- _SOURCE INFORMATION_
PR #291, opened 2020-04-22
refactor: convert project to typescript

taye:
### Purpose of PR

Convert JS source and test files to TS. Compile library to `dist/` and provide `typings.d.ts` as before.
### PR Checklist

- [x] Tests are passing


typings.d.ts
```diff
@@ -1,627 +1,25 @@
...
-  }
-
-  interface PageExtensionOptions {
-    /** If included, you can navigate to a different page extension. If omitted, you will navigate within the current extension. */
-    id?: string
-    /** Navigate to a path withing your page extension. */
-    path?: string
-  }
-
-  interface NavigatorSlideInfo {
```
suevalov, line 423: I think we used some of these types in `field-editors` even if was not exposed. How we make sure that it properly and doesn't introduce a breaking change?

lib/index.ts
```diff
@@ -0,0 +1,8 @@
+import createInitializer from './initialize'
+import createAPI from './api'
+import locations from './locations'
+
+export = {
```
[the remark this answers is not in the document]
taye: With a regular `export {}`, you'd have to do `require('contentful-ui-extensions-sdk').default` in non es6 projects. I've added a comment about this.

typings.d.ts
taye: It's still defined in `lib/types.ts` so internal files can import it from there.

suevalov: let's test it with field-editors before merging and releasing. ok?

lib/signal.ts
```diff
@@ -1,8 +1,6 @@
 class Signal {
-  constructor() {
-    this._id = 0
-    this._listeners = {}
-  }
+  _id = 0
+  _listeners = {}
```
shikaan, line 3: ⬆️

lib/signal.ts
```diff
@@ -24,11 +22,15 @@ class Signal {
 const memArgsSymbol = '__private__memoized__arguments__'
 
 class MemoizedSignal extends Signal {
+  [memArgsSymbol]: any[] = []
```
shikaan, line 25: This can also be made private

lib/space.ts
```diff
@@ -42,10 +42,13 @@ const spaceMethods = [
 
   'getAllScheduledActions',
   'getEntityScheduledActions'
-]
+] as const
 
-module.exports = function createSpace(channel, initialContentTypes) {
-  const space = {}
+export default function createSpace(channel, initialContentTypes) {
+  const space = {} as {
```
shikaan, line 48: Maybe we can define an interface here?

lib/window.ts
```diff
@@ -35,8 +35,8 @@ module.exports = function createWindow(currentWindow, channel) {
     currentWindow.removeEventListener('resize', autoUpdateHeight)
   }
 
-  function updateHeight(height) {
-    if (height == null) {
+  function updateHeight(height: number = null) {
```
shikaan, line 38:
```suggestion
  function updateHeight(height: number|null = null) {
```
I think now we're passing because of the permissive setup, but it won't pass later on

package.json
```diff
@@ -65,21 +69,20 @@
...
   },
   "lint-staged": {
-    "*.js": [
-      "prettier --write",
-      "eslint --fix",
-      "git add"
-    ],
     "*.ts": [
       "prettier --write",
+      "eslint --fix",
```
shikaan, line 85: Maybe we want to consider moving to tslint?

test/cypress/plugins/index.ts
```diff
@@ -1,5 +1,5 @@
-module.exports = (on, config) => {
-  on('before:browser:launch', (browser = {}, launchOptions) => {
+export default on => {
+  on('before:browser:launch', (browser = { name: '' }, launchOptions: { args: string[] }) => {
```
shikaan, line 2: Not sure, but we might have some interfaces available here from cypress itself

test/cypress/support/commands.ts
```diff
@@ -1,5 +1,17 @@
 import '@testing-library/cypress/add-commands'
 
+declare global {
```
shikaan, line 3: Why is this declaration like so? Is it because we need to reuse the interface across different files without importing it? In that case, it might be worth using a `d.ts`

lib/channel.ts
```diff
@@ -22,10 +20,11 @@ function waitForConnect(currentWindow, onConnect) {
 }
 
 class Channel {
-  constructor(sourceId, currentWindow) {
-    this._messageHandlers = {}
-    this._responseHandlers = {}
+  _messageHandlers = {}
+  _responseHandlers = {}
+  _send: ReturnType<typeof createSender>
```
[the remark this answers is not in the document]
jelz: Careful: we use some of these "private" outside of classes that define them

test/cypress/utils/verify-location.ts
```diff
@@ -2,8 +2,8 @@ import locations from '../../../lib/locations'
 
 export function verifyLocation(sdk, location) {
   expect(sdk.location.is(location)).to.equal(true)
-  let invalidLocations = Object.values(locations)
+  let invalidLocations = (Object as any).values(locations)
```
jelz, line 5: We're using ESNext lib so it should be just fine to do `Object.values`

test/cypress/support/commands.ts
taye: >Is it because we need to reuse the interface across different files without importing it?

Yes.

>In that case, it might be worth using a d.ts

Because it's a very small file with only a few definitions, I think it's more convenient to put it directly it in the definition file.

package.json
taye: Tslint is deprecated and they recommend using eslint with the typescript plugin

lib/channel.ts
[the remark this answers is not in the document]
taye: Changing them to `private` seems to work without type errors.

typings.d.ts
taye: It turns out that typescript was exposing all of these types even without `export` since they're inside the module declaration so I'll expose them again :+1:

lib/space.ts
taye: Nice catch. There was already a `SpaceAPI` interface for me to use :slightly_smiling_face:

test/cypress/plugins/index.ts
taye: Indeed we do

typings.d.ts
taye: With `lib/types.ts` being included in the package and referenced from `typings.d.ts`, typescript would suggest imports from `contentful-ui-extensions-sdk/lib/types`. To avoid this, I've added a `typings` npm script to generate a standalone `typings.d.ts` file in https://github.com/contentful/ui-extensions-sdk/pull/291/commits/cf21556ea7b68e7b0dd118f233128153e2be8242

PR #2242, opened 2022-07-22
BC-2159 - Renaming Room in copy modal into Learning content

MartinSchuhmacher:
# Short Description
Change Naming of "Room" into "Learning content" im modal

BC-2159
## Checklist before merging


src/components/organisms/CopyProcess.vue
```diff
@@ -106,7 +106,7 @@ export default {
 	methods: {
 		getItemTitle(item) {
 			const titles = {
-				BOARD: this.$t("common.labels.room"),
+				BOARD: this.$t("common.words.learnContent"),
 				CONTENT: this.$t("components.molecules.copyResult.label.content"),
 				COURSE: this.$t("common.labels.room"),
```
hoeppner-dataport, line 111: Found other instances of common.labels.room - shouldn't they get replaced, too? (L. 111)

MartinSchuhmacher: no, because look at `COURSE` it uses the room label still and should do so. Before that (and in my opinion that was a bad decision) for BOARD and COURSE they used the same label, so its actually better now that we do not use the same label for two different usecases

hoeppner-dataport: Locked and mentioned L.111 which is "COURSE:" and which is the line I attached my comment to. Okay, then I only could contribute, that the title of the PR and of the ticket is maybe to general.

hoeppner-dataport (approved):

- _EXERCISE GOAL_
Figure out how many lines above include the string "merging", then report that number and nothing else.

- _ANSWER SPACE_
2